Nian

I am still confused about SPMD,SIMD,SIMT? Is there anyone that can explain the difference for me?

trip

@Nian, I can give it a go!

I think the first place to draw a distinction is between SIMD and SIMT. SIMD describes an execution model in which one instruction can be executed on multiple pieces of data (hence, 'Single Instruction Multiple Data'). In class we've seen and worked with SIMD programming via 'vectorization' of instructions, where a single instruction could act on a chunk of data in a container (maybe 8 lanes in a vector). This capability is possible for chips that have special ALU's capable of executing SIMD instructions (there are some good visuals from lecture 1 and the lecture 2 review, but idk where the review slides are :(). SIMT, however, allows for a single instruction to be played out among multiple threads in parallel (this is an example of simultaneous multithreading). This is only possible on a single core if the core has multiple contexts to support multiple hardware threads, and if the chip has the appropriate logic units, it would be able to identify the SAME instruction in each thread routine, and execute this instruction simultaneously using the multiple ALU's. It really is 'single instruction' on 'multiple data', but the important distinction here is that the instructions are all coming from independent instruction streams. SIMT really hits its stride in GPU's where you might want to split up a routine into multiple threads, but the work you do is fairly repetitive.

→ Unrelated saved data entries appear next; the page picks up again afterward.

PR #1186, opened 2022-04-21
NOTIF-195 Encode endpoint property

gwenneg:
ℹ️ DB data before this PR:
| Environment | `endpoint_webhooks` | `camel_properties` |
| - | - | - |
| Stage | 0 record with `basic_authentication` data  | 29 records with empty/null `basic_authentication` data and 2 records with non empty `basic_authentication` data |
| Prod | 0 record with `basic_authentication` data | 13 records with empty/null `basic_authentication` data |

### DIFF
--- a/backend/src/main/java/com/redhat/cloud/notifications/auth/rbac/RbacRestClientRequestFilter.java
+++ b/backend/src/main/java/com/redhat/cloud/notifications/auth/rbac/RbacRestClientRequestFilter.java
@@ -1,12 +1,11 @@
 package com.redhat.cloud.notifications.auth.rbac;
 
+import com.redhat.cloud.notifications.Base64Utils;
+
 import javax.ws.rs.client.ClientRequestContext;
 import javax.ws.rs.client.ClientRequestFilter;
 import java.io.IOException;
 import java.net.URI;
-import java.util.Base64;
-
-import static java.nio.charset.StandardCharsets.UTF_8;
 
 /**
  * Filter to optionally add data on outgoing requests to the RBAC service.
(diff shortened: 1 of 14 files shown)


database/src/main/resources/db/migration/V1.49.0__NOTIF-195_encoded_basic_auth.sql
```diff
@@ -0,0 +1,6 @@
+-- The following field can be safely wiped on stage and prod.
+-- Prod does not contain any 'basic_authentication' value at the time when this script is written.
+-- Stage has two records with 'basic_authentication' data but these records where created during tests from the REST API.
+-- The frontend does not allow (yet) to change the basic authentication settings.
+
+UPDATE camel_properties SET basic_authentication = null;
```
gwenneg, line 6: Waiting for the confirmation that this is a safe query.

gwenneg, line 6: Waiting for confirmation that this is a safe move.

gwenneg: Save move confirmed on Slack ✅

backend/src/main/java/com/redhat/cloud/notifications/auth/rbac/RbacRestClientRequestFilter.java
```diff
@@ -19,7 +18,7 @@ public class RbacRestClientRequestFilter implements ClientRequestFilter {
     public RbacRestClientRequestFilter() {
         String tmp = System.getProperty("develop.exceptional.user.auth.info");
         if (tmp != null && !tmp.isEmpty()) {
-            authInfo = new String(Base64.getEncoder().encode(tmp.getBytes(UTF_8)), UTF_8);
+            authInfo = Base64Utils.encode(tmp);
```
josejulio, line 21: Should we remove the if ? I see that the `Base64Utils` already considers nulls

gwenneg: An empty String is encoded/decoded to an empty String with Base64 so we don't really need a special condition for that in Base64Utils.

josejulio: I didn't meant that. I was questioning if we need to remove the outer `if` (line 21-20), but current code is fine

josejulio (approved):

PR #1191, opened 2022-04-26
NOTIF-628 Return 404 when REST resource is not found

gwenneg:


josejulio (approved):

josejulio:
Did a smoke test with the uI and didn't see anything wrong .

gwenneg:
Thanks!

Let's step out for a second now. SPMD (Single Program, Multiple Data) is simply a paradigm that can be used to achieve parallelism, characterized by the splitting of work into smaller pieces and running the pieces in parallel from a single program -- importantly, the work is frequently split among multiple processors. Note that SPMD off the bat sounds broader than SIMD and SIMT -- SPMD allows for multiple threads to be running tasks, with their own instruction pointers, whereas in SIMD and SIMT, the kicker is that the exact same instruction is being executed multiple times -- SIMD/SIMT can't magically do different operations simultaneously. I think the confusion with how SPMD plays into everything is that these terms were conceived at different times by different people, and they have different scopes. SIMD and SIMT define execution models, where both programming and hardware must be specialized to parallelize, whereas SPMD is a much broader classification -- it's really just a program descriptor.

One last example to contextualize: ISPC is a specific programming language and runtime that allows users to (in Intel's own words) "write SPDM programs to run on the cpu." Yes, it's true that ISPC has the capability to convert loops into gangs of program instances that utilize SIMD instructions to parallelize your code, but ISPC programs are simply certain applications of SPMD programs. Hopefully that's a better example of how these paradigms / abstractions separate implementation from general behavior!

kevtan

The downside to dynamic assignment is that it requires processing elements (whatever they may be) to communicate with each other, which can result in nontrivial slowdowns.

icebear101

I am a little bit confused on the inherent disadvantages of dynamic assignment. I totally understand the task size discussion in the later slides that with a proper task size, we can reduce the sync cost. But static assignment also have the sync cost, for example, when they change the global variables they have to acquire the lock. Or are we talking about the sync cost with the work queue, which static assignment won't have?

haiyuem

@icebear101 I don't think static assignment will need a lock because every part is independent. A thread doesn't need to know about other threads' status in order to complete its work.

Ethan

@haiyuem Actually for the grid solver problem, you do need information (e.g. boundary values) from other threads. Therefore time cost on acquiring locks/sync process could still exist on static assignment. I think @icebear101 the overhead may come from stealing back and forth from the work queue (in Silk) or an additional thread to distribute tasks to workers (in threadpool).

pintos

@kevtan made a good point. We saw with OpenMP on assignment 4 that dynamic assignment would actually hurt performance, especially if the amount work in the loop is small.